Nomes como Vicki Vickers, Kim Cespedes, Patti McGee e Peggy Oki quebraram estigmas e mostraram a força da mulher ainda no início do esporte, que nasce da rebeldia e transgressão. Desde a famosa imagem de Patti McGee –  a primeira skatista profissional mulher – na capa da Life em 1965, até Hillary Thompson, a primeira skatista profissional transexual, as mulheres viveram décadas de luta para entrar neste universo. Atualmente, entre as skatistas mais famosas do mundo temos nomes como Lyn-Z Adams e Cara-Beth Burnside, vencedora de cinco medalhas nos X-Games.
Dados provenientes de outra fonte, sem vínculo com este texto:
PR #454, opened 2016-01-28
CXX-754 Radically simplify bsoncxx/mongocxx exceptions and error_codes

acmorrow:
This is the first proposed change in the error handling refactor. While investigating what we needed to do for mongocxx, it was clear we should start with bsoncxx.

I'll be stacking more commits above this, but this describes the first one. It does several things:

- It eliminates the other error_categories. We care about only one error coming back from libbson, which is "I couldn't parse your JSON". By removing the other error_categories and just adding a new code of our own to express that, we make it so we don't leak any of libbson's error handling abstractions
- It makes public the make_error_code overload, and specializes the is_error_code_enum, allowing ADL-ified construction and comparison. Nowhere do you now need to invoke make_error_code.
- Removes all of the exception stuff that was previously private.

If, later, we find that we need to express other libbson errors, we will write our own new codes for them in the one error_category.

I plan to pursue a similar strategy to this in mongocxx, though it will necessarily be more complex.


acmorrow:
I forgot to mention one other thing this does: it changes the from_json function to throw on error, rather than return a disengaged optional. Otherwise, there is no way to get libbson's string describing what went wrong!

acmorrow:
OK, updated. This is what I would like to ship for Friday.

For bsoncxx, we just pull directly the one type of error that we care about from libbson into our error space. If, in the future, we need to do this more, we keep doing that. That way the libbson error abstraction never leaks out.

For mongocxx, we have two error spaces. One for the mongocxx library and its local implementation (libmongoc), and a second for server errors. Any locally generated error will eventually have an entry in the mongocxx library error space. Server errors will be represented as symbols in the server_error_space.

However, since we can't currently reliably distinguish between libmongoc locally generated errors and server errors, we make no effort to do so. Instead, we chose to treat any error coming back from libmongoc as a "server error", and we make the server_error_code enum empty.

Users must read the tea leaves for the numeric codes held in the std::system_error contained in the exception.

This isn't great, but it should let users react to the most common sources of errors. Later, when libmongoc gives us a way to distinguish server errors from local errors, we will map the local errors to new symbolic values in the mongocxx::error_codes enum, and we will populate the server_error_codes enum with the symbols that are 1:1 with the error codes from mongo/base/error_codes.err.

I've also taken @tessavitabile's original example from #425 and added it here, with some changes.

I feel like this gives us the best outcome. We don't need any heuristics. Our users get numeric codes for now, but we can symbolize later. We haven't painted ourselves into any sort of corner.

examples/mongocxx/exception.cpp
```diff
@@ -0,0 +1,119 @@
...
+#include <mongocxx/exception/operation_exception.hpp>
+#include <mongocxx/instance.hpp>
+#include <mongocxx/uri.hpp>
+
+using bsoncxx::builder::stream::close_document;
+using bsoncxx::builder::stream::document;
+using bsoncxx::builder::stream::finalize;
+using bsoncxx::builder::stream::open_document;
+
+int main(int, char**) {
```
tessavitabile: Should this example also include how you would do error-handling in "real code"? That was something I was planning to add.

examples/mongocxx/exception.cpp
```diff
@@ -0,0 +1,119 @@
...
+    // @begin: cpp-logic-error
+    // Using an uninitialized collection throws a mongocxx::logic_error.
+    // A mongocxx::logic_error is-a mongocxx::exception is-a std::system_error.
+    mongocxx::collection coll;
+    try {
+        coll.name();
+    } catch (const mongocxx::logic_error& e) {
+        std::cout << "Using an uninitialized collection throws:" << std::endl;
+
+        if (e.code().category() != mongocxx::error_category()) {
```
samantharitter: Add a note explaining what other error categories there might be here and why checking is necessary/helpful?

examples/mongocxx/exception.cpp
```diff
@@ -0,0 +1,119 @@
...
+    } catch (const mongocxx::operation_exception& e) {
+        std::cout << "Renaming a collection that does not exist throws:" << std::endl;
+
+        // We expect this error to arise from the server
+        if (e.code().category() != mongocxx::server_error_category()) {
+            return EXIT_FAILURE;
+        }
+
+        // We can compare the error_code to a known server side error code number
+        if (e.code().value() != 26) {
```
samantharitter: Perhaps include a link to [error_codes.err](https://github.com/mongodb/mongo/blob/master/src/mongo/base/error_codes.err) to explain where 26 came from, and to show users the other codes they might use

src/bsoncxx/builder/core.cpp
```diff
@@ -71,8 +70,7 @@ class core::impl {
 
     bsoncxx::document::value steal_document() {
         if (_root_is_array) {
-            throw bsoncxx::exception{
-                make_error_code(error_code::k_cannot_perform_document_operation_on_array)};
+            throw bsoncxx::exception{error_code::k_cannot_perform_document_operation_on_array};
```
samantharitter: this is so much nicer!

src/bsoncxx/exception/error_code.hpp
```diff
@@ -37,10 +38,34 @@ enum class error_code : std::int32_t {
...
+    return {static_cast<int>(error), error_category()};
+}
+
 BSONCXX_INLINE_NAMESPACE_END
 }  // namespace bsoncxx
 
 #include <bsoncxx/config/postlude.hpp>
+
+namespace std {
+// Specialize is_error_code_enum so we get simpler std::error_code construction
```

A skatista brasileira Karen Jonz foi tetracampeã mundial na modalidade vertical. Foto: Reprodução

Já no Brasil, a cena feminina demorou um pouco mais para se formar. Apenas em 1995 foi criado o primeiro campeonato feminino, chamado Check it Out Girls. Foi a partir dos anos 2000 que o skate feminino ganhou mais força no país.  Atualmente, entre as skatistas mais famosas e bem sucedidas temos Leticia Bufoni e Karen Jonz, tetracampeã mundial na modalidade vertical. “Quando comecei, era engraçado, pois não havia nem roupas femininas para praticar, então eu sempre parecia um menino”, diz Karen Jonz em entrevista ao portal do Canal OFF. Ela foi uma das responsáveis por fundar a Associação Brasileira de Skate Feminino (ABSFE), em 2000, e dar início a um processo de evolução e popularização do esporte entre as mulheres.
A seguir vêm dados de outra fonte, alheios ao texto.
PR #455, opened 2016-01-28
CXX-835 Support lint when run from non-repository root

markbenvenuto:
Since Travis runs on Ubuntu 12.04, we cannot use `-C` with `git` so we must continue to work around it.

Mac OS X 10.6 `tar` does not support `bzip2` compressed files.


markbenvenuto:
Ping @samantharitter @hanumantmk

samantharitter:
LGTM though I know nothing about the actual clang-format script changes

hanumantmk:
lgtm

PR #459, opened 2016-02-15
Use snprintf instead of std::to_string while compiling on CYGWIN

w1ndy:
std::to_string is not supported by the latest GCC on CYGWIN right now, as mentioned in a stackflow answer http://stackoverflow.com/a/33930814 . This patch uses __CYGWIN__ macro for determining CYGWIN platform and replaces std::to_string by snprintf to pass compilation.

### DIFF
--- a/src/bsoncxx/test/bson_util_itoa.cpp
+++ b/src/bsoncxx/test/bson_util_itoa.cpp
@@ -16,10 +16,23 @@
 
 #include <bsoncxx/private/itoa.hpp>
 
+#if defined(__CYGWIN__)
+#include <cstdio>
+#endif // __CYGWIN__
+
 TEST_CASE("util::itoa is equivalent to to_string(int)", "[bsoncxx::util::itoa]") {
+#if defined(__CYGWIN__)
+    char _cygwin_to_string_buf[128];
+#endif //__CYGWIN__
+    
     for (int i = 0; i <= 10000; i++) {
         bsoncxx::itoa val(i);
+#if defined(__CYGWIN__)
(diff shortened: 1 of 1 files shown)


src/bsoncxx/test/bson_util_itoa.cpp
```diff
@@ -16,10 +16,23 @@
 
 #include <bsoncxx/private/itoa.hpp>
 
+#if defined(__CYGWIN__)
```
acmorrow: Rather than going to all of this effort, how about just disabling the entire test if __CYGWIN__ is defined? I'm confident that if bson_itoa functions on all other platforms, that it will work just fine on cygwin. Additionally, Please add a comment with a link to the upstream bug so that someday in the future someone can notice that it is no longer required.

acmorrow:
@w1ndy - Could you please also sign the MongoDB contributors agreement (https://www.mongodb.com/legal/contributor-agreement). Thanks!

w1ndy:
@acmorrow 
The issue is mentioned in [Cygwin mailing list](https://sourceware.org/ml/cygwin/2015-10/msg00446.html). Cygwin does not have an active bug tracker, but I submitted [the issue](https://sourceware.org/bugzilla/show_bug.cgi?id=19686) to sourceware's bug tracker anyway hoping someone might notice someday.

The patch itself is trying to ensure the same behavior is preserved across platform. But if you see it's appropriate you can just comment out the test by using CYGWIN macro. I've signed the contributors agreement. Thanks for reviewing the patch.

acmorrow:
Merged in bfe2f7a370cd9efc555de1ae383df3a46814f207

A skatista fortalezense Rayana Lopes afirma que o cenário esportivo para as mulheres praticantes de skate na cidade de Fortaleza também não é o dos melhores. “Estou há dez anos no meio e vejo poucas mudanças no cenário de campeonatos. Na Liga Mundial, o valor da premiação em dinheiro do masculino é muito superior, chegando a ser quase o quádruplo do valor do feminino. Outra coisa que também desestimula é o fato que, das dez empresas de skate existententes hoje no Brasil, apenas uma apoia algumas meninas. E eu estou falando de apoio material. Pouquíssimas são patrocinadas por alguma marca. Isso sem falar que poucos campeonatos introduzem a categoria feminina em seus eventos”, desabafa Rayana.

Quando questionada sobre o valor do esporte na vida pessoal, a jovem explica que, para ela, o skate vai além do simples ato de andar e participar de competições. “Acho que o skate, pra mim, é persistência. Eu não sei se isso é bom ou ruim, mas sou muito grata por tudo o que ele fez comigo”, acrescenta.